WHAT YOU HAVE TO DO: Report, as a bare number, how many lines of the entries below contain "columns".

INPUT DATA:
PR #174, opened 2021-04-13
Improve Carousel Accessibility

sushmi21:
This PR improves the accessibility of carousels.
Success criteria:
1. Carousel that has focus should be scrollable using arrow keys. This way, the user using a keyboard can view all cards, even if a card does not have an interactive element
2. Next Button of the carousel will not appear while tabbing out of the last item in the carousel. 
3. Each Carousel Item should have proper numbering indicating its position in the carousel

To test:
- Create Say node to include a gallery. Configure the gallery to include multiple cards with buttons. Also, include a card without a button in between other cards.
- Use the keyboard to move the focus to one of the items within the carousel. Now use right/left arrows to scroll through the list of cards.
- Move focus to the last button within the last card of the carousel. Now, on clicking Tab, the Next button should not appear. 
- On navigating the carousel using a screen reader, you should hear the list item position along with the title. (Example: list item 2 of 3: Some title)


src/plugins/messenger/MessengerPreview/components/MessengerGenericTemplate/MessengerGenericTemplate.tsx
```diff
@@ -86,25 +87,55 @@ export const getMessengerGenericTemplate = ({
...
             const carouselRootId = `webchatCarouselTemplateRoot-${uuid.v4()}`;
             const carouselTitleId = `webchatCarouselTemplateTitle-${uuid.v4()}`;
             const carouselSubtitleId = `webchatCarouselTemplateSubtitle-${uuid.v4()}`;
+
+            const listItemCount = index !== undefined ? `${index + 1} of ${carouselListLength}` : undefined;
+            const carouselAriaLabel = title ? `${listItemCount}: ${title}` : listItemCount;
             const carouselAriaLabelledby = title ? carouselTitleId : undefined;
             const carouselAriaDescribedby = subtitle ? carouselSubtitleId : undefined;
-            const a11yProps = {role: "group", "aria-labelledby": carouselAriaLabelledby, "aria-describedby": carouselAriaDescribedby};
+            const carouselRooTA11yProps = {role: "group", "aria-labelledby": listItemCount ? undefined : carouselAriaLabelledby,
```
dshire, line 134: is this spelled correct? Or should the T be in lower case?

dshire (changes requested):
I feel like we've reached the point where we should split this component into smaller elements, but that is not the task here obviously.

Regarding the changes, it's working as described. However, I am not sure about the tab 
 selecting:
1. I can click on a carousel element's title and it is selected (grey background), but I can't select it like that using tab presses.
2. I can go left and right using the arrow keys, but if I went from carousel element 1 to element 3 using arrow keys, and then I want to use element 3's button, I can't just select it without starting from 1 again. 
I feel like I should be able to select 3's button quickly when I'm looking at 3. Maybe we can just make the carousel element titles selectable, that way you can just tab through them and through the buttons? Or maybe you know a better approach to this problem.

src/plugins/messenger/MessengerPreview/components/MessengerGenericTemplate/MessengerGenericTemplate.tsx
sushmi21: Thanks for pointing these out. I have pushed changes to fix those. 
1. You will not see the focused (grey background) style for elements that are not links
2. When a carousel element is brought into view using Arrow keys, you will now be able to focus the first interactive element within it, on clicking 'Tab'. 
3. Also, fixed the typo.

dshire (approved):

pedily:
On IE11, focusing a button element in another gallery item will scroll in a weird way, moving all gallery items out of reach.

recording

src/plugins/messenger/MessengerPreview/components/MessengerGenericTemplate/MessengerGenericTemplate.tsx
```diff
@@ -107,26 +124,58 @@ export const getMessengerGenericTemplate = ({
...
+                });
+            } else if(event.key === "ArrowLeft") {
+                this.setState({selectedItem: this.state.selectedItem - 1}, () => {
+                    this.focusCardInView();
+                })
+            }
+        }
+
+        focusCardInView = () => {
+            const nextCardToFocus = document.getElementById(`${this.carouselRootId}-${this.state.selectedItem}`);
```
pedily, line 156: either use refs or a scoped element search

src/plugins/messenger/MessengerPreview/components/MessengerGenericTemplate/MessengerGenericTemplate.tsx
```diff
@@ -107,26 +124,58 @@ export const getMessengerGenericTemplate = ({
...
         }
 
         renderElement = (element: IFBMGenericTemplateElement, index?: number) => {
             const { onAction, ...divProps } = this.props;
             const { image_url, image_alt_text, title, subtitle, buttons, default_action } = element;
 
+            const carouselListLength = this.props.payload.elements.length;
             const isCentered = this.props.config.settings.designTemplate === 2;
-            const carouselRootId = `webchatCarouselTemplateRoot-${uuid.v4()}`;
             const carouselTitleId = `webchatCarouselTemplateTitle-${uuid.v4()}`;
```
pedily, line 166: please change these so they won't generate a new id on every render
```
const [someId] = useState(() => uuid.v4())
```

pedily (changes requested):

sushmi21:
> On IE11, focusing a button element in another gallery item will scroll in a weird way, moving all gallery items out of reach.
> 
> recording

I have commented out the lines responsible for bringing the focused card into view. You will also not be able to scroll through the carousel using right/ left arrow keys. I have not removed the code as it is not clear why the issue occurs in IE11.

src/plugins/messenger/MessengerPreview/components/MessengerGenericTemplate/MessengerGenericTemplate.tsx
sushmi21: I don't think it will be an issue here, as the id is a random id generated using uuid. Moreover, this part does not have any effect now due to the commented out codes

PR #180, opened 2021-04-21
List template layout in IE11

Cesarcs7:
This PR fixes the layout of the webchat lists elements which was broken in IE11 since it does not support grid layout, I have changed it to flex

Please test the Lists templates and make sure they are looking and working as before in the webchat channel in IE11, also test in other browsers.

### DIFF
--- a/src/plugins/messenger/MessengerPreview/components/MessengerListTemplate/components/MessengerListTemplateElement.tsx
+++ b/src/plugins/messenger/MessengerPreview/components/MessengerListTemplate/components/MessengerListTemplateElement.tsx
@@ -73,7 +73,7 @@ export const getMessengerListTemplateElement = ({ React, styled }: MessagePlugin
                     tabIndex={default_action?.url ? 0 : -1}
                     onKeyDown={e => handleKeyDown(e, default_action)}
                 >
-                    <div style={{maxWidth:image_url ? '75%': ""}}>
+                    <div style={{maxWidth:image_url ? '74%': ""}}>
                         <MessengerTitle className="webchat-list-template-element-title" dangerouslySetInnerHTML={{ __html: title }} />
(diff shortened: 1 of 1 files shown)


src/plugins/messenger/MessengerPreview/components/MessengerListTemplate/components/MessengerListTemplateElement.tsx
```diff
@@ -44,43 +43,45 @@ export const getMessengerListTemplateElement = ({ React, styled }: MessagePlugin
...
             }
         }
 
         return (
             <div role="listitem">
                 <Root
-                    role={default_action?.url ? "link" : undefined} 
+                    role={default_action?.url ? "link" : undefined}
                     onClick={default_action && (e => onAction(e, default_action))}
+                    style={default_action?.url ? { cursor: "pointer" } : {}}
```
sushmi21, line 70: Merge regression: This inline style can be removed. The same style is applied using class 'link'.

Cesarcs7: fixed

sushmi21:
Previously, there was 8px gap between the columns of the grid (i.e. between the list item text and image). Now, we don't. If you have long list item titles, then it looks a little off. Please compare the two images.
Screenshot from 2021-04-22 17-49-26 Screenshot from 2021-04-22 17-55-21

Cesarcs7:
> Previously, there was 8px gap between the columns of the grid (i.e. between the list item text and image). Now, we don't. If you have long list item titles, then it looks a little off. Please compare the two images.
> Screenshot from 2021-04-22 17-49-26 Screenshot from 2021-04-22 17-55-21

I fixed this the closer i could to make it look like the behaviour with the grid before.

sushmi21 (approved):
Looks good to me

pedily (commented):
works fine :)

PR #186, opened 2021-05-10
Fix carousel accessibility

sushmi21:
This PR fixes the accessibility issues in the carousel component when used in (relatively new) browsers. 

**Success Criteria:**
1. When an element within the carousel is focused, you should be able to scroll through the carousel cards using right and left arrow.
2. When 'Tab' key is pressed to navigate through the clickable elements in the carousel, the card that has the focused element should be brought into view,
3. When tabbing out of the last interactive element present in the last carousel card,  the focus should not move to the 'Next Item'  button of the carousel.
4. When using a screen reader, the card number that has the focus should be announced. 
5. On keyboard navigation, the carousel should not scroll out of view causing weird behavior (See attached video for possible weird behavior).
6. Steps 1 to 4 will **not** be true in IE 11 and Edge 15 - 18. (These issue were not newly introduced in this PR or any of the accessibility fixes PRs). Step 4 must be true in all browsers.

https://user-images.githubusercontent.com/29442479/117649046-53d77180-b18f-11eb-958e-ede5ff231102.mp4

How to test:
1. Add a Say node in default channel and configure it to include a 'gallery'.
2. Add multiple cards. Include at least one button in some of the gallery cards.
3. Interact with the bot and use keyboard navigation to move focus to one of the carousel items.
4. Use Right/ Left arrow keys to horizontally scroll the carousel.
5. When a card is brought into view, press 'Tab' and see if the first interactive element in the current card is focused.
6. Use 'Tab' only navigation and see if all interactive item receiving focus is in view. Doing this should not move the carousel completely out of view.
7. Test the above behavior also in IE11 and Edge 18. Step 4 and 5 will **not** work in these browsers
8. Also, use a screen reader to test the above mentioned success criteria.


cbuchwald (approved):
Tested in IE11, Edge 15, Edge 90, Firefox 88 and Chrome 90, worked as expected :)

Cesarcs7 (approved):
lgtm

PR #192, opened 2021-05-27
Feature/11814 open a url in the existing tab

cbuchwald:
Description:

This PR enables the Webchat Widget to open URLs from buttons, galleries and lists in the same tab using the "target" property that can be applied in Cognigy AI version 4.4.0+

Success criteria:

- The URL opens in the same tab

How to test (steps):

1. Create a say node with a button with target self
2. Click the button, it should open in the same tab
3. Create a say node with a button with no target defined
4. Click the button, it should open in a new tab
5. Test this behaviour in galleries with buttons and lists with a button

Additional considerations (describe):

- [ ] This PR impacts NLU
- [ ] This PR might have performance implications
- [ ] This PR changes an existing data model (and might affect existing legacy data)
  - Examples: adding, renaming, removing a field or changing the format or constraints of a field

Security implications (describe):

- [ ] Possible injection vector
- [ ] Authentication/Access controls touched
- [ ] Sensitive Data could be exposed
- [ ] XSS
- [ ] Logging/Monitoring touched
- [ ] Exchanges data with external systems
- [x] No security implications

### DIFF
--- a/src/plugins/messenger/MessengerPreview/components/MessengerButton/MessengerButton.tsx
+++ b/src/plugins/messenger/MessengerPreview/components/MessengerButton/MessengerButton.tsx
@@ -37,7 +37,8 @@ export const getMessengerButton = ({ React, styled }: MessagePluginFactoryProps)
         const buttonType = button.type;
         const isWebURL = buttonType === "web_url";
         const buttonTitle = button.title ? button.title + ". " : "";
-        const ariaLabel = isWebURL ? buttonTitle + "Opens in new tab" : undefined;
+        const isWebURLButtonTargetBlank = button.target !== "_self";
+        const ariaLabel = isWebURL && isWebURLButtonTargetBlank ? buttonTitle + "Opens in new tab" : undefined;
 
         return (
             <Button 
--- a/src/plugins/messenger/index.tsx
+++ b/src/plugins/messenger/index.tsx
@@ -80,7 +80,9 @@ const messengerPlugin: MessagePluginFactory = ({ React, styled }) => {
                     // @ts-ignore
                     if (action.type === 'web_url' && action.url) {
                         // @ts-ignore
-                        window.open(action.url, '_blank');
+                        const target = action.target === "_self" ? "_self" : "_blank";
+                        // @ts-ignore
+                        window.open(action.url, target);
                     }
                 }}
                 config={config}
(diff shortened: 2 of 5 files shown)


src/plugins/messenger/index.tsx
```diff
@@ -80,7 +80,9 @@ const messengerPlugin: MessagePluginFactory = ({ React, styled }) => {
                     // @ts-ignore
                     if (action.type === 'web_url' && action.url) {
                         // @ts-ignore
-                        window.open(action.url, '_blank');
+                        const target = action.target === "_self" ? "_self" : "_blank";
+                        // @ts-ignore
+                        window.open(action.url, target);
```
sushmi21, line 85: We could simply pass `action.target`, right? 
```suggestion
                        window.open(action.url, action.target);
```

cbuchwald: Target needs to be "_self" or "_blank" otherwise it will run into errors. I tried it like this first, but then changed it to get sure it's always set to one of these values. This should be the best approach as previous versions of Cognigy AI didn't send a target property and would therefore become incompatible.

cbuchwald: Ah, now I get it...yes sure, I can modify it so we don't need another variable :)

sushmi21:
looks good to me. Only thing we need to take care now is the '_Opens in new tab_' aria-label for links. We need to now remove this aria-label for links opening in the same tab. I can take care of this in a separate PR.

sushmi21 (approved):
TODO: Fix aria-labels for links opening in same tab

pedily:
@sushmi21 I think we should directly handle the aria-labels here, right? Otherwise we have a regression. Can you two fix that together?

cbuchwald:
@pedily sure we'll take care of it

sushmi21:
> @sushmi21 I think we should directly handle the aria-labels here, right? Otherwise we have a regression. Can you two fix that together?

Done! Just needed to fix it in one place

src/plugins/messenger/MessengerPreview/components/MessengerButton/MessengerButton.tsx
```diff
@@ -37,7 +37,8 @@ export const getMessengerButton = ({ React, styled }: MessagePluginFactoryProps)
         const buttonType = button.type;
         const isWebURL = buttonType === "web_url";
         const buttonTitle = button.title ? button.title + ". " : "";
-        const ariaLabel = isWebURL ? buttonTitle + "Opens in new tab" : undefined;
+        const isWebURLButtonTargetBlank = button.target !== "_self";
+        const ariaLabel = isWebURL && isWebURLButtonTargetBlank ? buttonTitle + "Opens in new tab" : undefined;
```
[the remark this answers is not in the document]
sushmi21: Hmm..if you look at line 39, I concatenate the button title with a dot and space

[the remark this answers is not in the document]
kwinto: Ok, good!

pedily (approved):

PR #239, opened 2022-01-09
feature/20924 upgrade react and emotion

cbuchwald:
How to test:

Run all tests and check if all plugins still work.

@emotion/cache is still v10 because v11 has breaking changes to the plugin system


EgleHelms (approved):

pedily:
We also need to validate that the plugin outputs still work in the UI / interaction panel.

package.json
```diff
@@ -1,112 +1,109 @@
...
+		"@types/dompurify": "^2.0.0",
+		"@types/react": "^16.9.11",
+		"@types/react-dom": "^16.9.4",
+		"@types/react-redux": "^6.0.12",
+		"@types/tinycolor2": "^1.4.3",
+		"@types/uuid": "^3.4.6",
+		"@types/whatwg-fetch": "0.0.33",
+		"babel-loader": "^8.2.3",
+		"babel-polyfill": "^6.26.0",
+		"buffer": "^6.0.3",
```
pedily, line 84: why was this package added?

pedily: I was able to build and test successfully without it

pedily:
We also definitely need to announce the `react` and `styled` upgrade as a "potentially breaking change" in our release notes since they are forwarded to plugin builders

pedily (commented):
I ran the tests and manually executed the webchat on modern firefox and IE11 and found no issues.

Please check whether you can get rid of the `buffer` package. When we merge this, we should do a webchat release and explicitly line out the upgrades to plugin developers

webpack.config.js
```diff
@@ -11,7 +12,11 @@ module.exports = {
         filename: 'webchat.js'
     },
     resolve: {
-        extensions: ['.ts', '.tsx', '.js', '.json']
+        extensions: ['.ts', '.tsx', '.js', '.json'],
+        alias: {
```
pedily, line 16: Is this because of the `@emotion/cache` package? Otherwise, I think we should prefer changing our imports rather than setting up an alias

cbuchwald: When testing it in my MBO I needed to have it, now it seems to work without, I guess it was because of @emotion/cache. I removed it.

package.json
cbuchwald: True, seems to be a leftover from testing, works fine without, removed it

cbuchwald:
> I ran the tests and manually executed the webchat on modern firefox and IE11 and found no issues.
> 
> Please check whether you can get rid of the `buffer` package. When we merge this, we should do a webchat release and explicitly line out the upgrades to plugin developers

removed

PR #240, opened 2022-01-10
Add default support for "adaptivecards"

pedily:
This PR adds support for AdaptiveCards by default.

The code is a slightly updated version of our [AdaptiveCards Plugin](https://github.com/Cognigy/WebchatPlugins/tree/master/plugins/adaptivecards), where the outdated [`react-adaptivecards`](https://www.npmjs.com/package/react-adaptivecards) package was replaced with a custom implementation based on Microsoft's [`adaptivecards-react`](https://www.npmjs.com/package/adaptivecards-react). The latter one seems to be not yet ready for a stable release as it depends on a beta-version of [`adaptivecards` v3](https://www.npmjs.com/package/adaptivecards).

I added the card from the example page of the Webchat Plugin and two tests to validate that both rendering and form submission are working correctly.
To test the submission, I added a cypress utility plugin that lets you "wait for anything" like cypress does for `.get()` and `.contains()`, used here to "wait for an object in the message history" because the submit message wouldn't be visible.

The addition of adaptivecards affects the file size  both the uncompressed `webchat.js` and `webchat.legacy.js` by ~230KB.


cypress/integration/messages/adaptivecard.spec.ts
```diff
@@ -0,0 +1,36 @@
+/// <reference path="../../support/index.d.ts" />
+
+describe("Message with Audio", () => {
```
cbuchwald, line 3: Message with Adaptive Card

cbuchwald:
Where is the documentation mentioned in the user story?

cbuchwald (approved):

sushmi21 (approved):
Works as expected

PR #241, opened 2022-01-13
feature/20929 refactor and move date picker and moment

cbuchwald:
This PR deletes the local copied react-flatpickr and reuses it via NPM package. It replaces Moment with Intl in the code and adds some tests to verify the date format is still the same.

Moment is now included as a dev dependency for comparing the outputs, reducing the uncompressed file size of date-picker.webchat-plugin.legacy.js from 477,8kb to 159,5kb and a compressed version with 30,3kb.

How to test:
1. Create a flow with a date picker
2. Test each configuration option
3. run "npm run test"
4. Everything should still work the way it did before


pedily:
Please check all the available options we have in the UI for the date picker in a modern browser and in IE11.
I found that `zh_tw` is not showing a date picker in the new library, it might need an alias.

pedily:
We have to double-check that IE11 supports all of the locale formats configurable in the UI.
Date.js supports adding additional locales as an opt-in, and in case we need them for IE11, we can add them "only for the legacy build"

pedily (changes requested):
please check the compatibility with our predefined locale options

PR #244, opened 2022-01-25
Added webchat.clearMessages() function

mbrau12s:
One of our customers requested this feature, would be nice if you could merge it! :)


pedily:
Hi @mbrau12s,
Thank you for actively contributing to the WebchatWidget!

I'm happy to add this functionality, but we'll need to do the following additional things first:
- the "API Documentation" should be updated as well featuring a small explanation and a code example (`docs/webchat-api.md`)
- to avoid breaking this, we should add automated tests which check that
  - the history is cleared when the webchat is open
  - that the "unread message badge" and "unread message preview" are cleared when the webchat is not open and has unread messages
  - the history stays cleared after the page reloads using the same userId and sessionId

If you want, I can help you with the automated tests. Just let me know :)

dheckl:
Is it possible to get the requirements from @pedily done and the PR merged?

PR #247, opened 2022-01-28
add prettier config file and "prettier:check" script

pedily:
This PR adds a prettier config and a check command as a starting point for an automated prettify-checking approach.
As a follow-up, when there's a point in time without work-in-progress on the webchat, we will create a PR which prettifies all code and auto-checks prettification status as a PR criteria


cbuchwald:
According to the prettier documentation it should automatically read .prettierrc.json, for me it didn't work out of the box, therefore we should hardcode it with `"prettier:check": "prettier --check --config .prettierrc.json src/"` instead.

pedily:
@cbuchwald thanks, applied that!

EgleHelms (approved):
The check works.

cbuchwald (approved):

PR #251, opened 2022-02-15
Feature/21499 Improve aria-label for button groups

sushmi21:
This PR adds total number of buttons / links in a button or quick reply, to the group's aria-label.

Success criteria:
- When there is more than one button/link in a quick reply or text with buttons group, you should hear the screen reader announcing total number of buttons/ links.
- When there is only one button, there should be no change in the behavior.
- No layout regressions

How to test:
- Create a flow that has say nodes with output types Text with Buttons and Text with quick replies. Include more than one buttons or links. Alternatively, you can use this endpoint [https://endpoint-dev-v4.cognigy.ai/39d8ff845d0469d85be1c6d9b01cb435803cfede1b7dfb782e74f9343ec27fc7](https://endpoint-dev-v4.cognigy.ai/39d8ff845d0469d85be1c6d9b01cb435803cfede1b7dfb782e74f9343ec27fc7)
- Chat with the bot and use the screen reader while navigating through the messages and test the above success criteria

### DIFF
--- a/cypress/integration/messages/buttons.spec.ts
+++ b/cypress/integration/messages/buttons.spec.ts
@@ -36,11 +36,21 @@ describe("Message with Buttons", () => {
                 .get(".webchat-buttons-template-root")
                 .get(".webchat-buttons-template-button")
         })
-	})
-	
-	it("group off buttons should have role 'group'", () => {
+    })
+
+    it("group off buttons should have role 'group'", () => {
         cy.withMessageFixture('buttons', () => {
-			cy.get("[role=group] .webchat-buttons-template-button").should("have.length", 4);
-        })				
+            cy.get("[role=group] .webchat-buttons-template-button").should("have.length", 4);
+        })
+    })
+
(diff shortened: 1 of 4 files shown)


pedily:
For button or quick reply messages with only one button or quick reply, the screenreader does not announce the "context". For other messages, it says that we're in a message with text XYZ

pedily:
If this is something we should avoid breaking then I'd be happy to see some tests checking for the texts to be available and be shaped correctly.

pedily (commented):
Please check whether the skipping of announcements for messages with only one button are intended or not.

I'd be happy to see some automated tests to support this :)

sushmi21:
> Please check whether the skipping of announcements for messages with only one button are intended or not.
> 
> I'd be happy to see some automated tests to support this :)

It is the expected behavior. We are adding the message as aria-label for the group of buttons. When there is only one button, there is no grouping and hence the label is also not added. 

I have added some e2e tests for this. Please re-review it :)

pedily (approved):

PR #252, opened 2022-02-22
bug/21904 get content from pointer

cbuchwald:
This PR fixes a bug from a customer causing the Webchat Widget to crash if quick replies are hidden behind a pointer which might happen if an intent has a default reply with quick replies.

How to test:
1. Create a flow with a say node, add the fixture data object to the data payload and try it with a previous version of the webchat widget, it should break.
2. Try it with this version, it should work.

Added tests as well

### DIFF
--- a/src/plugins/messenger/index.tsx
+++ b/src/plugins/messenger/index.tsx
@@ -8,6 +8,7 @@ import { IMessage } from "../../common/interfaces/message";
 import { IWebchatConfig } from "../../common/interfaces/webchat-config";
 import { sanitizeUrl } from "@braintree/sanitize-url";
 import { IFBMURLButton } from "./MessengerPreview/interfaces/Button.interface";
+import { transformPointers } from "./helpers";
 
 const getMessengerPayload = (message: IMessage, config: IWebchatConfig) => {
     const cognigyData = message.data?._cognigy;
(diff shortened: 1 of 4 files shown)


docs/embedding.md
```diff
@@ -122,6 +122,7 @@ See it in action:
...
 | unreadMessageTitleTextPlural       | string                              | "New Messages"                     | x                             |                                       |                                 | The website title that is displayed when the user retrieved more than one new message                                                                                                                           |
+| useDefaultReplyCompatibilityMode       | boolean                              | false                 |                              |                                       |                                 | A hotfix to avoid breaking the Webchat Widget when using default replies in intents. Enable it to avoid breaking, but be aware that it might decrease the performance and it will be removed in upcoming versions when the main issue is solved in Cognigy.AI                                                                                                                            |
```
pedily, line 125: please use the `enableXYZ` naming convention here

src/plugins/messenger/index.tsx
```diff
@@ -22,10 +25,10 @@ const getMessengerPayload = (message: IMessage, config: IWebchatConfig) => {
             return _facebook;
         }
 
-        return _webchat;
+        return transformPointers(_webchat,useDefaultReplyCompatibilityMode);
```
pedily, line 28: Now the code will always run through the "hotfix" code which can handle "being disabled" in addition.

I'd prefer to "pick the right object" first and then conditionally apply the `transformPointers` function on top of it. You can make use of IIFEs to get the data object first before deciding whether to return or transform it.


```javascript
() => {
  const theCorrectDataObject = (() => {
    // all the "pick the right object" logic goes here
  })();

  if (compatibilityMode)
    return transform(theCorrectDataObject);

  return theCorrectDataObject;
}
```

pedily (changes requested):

RESPONSE TO THE TASK: 2